Dagger shifted his gaze to the exquisite blonde seated next to him. Her silk suit looked as though it were woven with the fine platinum strands of her hair. At least she had the good sense to wear something that didn’t expose the breast implants her father had purchased when she graduated from college. Her green eyes blazed with irritation and she pursed her collagen-injected lips into a pout.
“Barely,” he replied as he lifted her hand from his thigh. “I’m trying to stay focused here.” Dinner dishes had been cleared away and replaced with some type of chocolate mousse and cream puffs shaped like swans. Three platters of
desserts had been placed at strategic points on the table. Dagger was sure if he used a yardstick each platter would be of equal distance apart.
Leyton Monroe excused himself, but not before stabbing Dagger with one final glare as a reminder that he was in his crosshairs. Standing up the daughter of one of the richest men in Cedar Point hadn’t won Dagger any soft spots in his heart. Monroe had managed to only lose the security deposit with the reception hall. He had had the foresight to add a clause in the contract to his benefit knowing that somehow the wedding of his daughter to a hooligan like Dagger was never going to take place.
“Sweetheart, come over here and talk to mummy.” Anna Monroe patted the chair next to her. She was a short, frumpy version of Sheila. Dagger imagined Sheila would look the same when she reached her fifties. Frumpy for the wealthy was quite a bit different from frumpy for the middle class. Anna’s hair was in a fashionable swirl of curls in the same shade as Sheila’s hair. Dagger figured they got a two-for-one discount at the salon. Her dress was tailored to hide the middle age spread.
“Oh, jeez,” Sheila said under her breath but forced a smile and moved five chairs down.

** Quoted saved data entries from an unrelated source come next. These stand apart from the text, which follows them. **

PR #3128, opened 2026-07-01
Remove `kwargs` from `_infer`

DanielNoord:
## Type of Changes

## Description

As discussed in https://github.com/pylint-dev/astroid/pull/3109

Let's remove `**kwargs` from `infer` as it only allows/creates issues with caching of inference and is no longer needed/used.

### DIFF
--- a/ChangeLog
+++ b/ChangeLog
@@ -7,6 +7,9 @@ What's New in astroid 4.2.0?
 ============================
 Release date: TBA
 
+* Removed the `**kwargs` argument from all `infer` functions.
+  Users upgrading their `astroid` versions should ensure they do no pass values other than
+  `context` to `infer`.
 
 * Fix crash (``TypeError: 'UninferableBase' object is not iterable``) in the
   ``multiprocessing`` brain when a local package shadows the stdlib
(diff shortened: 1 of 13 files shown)


DanielNoord:
Failures are expected. We are passing `asname` in `pylint`, that doesn't do much after the previous PR but now we also no longer accept it.

ChangeLog
```diff
@@ -7,6 +7,7 @@ What's New in astroid 4.2.0?
 ============================
 Release date: TBA
 
+* Removed the `**kwargs` argument from al `infer` functions.
```
jacobtylerwalls: al -> all

jacobtylerwalls (dismissed):

Pierre-Sassoulas (commented):
LGTM. We should also remove kwargs in ``path_wrapper`` in astroid/decorators.py, right ? This is a "breaking change" for astroid, we should probably tell "users" what to do in the changelog. Also let's release a new astroid beta right after that to upgrade pylint immediately ?

DanielNoord:
Removed from `path_wrapper`. The rest is `kwargs` from `ParamSpec` which I think should just remain in.

Added the version bump in this PR to reduce churn and effort. Shall we merge?

Pierre-Sassoulas (approved):
Let's release 🚀

PR #3129, opened 2026-07-02
cap oversized str/bytes and sequence concatenation during inference

kali834x:
## Type of Changes

|     | Type          |
| --- | ------------- |
| ✓   | :bug: Bug fix |

## Description

the repetition operators are size-capped in `const_infer_binary_op` (`*`, `<<`) and `_multiply_seq_by_int` (`*`), but concatenation with `+` is not, and each operand can sit just under the cap. `("a" * 90000000) + ("b" * 90000000)` is 34 source characters yet materializes a 180 MB `Const` string during inference, and chaining more `+` terms grows it without bound. the list/tuple path in `tl_infer_binary_op` is worse: `_filter_uninferable_nodes` infers every element of the concatenated sequence, so `([0] * 90000000) + ([0] * 90000000)` walks ~1.8e8 elements. both `+` branches now yield `Uninferable` once the combined length passes `1e8`, the additive analog of the existing repetition guards. small concatenations keep inferring their exact value.

### DIFF
--- a/ChangeLog
+++ b/ChangeLog
@@ -9,12 +9,6 @@ Release date: TBA
 
 
 * Bound str/bytes and list/tuple concatenation (``a + b``) during inference.
-  The repetition operators (``*``, ``<<``, ``**``) are size-capped, but
-  concatenation was not, so two operands each just under the cap combine past
-  it and chaining ``+`` grows the result without bound. ``const_infer_binary_op``
-  and ``tl_infer_binary_op`` now infer ``Uninferable`` once the combined length
-  exceeds ``1e8``, matching the repetition guards. The list/tuple path also
-  inferred every element of the concatenated sequence before the fix.
 
 * Fix crash (``TypeError: 'UninferableBase' object is not iterable``) in the
   ``multiprocessing`` brain when a local package shadows the stdlib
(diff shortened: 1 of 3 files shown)


DanielNoord (commented):
Please shorten the comments, they read like AI generated text and are too detailed

ChangeLog
```diff
@@ -8,6 +8,14 @@ What's New in astroid 4.2.0?
 Release date: TBA
 
 
+* Bound str/bytes and list/tuple concatenation (``a + b``) during inference.
+  The repetition operators (``*``, ``<<``, ``**``) are size-capped, but
+  concatenation was not, so two operands each just under the cap combine past
+  it and chaining ``+`` grows the result without bound. ``const_infer_binary_op``
+  and ``tl_infer_binary_op`` now infer ``Uninferable`` once the combined length
+  exceeds ``1e8``, matching the repetition guards. The list/tuple path also
+  inferred every element of the concatenated sequence before the fix.
```
Pierre-Sassoulas: Agree with Daniel this is way too verbose.


```suggestion
* Bound str/bytes and list/tuple concatenation (``a + b``) during inference.
```

kali834x: Done, cut it down to the single line.

kali834x:
Trimmed the code comments and test docstrings down to one line each, and the changelog entry is now just the single line Pierre suggested.

Pierre-Sassoulas (approved):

The dinner guest list consisted of the Monroes, Robert Tyler, Cardinal Esrey, several area bishops, Mayor James Brookins and his wife, Bobbie, who had left early because of a nanny problem at home. The cardinal’s private secretary, Donald Thomas, was a fidgety priest who made even Dagger nervous. He was a few pounds shy of pudgy with a patch of baldness on the top of his head. Skin as smooth as a baby’s bottom, it was difficult to tell the priest’s age. If there had been less hair, if it had ringed the bottom half of his head, he would almost look at home in a monastery. He had sat at the cardinal’s elbow all night with notepad in hand should the cardinal make a request. Whether bending over his plate or the notepad, Father Thomas was obsessively focused on whatever he was doing. His voice was soft, almost timid and he had waited patiently for the cardinal to finish speaking before interrupting.